**Material for this exercise:**
== Segment start ==

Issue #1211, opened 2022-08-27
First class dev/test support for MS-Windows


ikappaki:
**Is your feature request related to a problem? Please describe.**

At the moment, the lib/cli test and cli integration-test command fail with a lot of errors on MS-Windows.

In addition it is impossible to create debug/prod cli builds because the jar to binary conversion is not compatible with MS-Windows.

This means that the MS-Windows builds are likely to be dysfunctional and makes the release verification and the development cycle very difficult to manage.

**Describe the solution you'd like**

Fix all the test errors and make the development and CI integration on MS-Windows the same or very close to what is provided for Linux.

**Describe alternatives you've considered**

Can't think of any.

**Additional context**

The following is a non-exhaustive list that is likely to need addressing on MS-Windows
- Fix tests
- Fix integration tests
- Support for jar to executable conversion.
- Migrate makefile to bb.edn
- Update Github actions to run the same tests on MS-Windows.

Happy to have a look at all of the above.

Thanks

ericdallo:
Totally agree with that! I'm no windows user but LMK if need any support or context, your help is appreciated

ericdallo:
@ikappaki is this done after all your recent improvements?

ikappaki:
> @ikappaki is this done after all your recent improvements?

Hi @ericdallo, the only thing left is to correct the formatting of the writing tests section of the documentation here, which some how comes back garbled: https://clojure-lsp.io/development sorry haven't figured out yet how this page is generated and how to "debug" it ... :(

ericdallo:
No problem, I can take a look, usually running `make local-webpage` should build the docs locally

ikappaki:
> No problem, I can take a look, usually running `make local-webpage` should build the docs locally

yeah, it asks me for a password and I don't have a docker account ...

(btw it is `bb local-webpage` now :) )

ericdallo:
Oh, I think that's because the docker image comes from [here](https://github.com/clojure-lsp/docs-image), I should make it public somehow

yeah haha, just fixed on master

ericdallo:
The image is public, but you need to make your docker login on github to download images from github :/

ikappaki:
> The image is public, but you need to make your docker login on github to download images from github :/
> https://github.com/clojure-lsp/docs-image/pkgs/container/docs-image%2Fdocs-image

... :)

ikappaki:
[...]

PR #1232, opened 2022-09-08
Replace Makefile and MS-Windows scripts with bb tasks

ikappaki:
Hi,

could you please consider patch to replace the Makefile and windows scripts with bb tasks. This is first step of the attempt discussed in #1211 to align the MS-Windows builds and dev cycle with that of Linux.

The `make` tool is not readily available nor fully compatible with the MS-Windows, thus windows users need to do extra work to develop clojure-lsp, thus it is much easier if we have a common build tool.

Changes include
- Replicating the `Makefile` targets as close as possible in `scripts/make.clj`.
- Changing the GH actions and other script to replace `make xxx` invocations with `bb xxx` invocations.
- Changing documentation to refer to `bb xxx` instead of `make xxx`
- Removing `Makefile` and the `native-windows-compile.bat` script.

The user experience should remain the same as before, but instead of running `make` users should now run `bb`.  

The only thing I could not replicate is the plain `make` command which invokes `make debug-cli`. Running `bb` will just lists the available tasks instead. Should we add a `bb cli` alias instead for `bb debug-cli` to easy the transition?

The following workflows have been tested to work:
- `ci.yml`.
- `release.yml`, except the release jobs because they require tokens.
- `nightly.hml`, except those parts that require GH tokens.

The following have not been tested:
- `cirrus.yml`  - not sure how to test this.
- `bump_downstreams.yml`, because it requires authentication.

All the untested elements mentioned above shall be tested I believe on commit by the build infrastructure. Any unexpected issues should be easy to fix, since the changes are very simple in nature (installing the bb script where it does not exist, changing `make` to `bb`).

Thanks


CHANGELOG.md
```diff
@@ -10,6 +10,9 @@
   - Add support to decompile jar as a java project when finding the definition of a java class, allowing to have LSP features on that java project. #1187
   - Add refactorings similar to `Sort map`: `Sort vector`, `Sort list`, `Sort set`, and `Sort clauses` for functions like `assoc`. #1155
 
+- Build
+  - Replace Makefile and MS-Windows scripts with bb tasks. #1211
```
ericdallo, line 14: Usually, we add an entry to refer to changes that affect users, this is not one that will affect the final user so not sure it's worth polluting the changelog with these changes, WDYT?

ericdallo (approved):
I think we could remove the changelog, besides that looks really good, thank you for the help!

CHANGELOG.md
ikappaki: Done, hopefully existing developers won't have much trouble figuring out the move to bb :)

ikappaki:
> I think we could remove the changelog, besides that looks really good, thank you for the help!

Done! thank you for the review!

== Segment end ==

**Problem to solve:** Return, word for word, the lines of the data above from the line with "The user experience" through the line with "require GH tokens.", inclusive.

**Answer section:**
The user experience should remain the same as before, but instead of running `make` users should now run `bb`.  

The only thing I could not replicate is the plain `make` command which invokes `make debug-cli`. Running `bb` will just lists the available tasks instead. Should we add a `bb cli` alias instead for `bb debug-cli` to easy the transition?

The following workflows have been tested to work:
- `ci.yml`.
- `release.yml`, except the release jobs because they require tokens.
- `nightly.hml`, except those parts that require GH tokens.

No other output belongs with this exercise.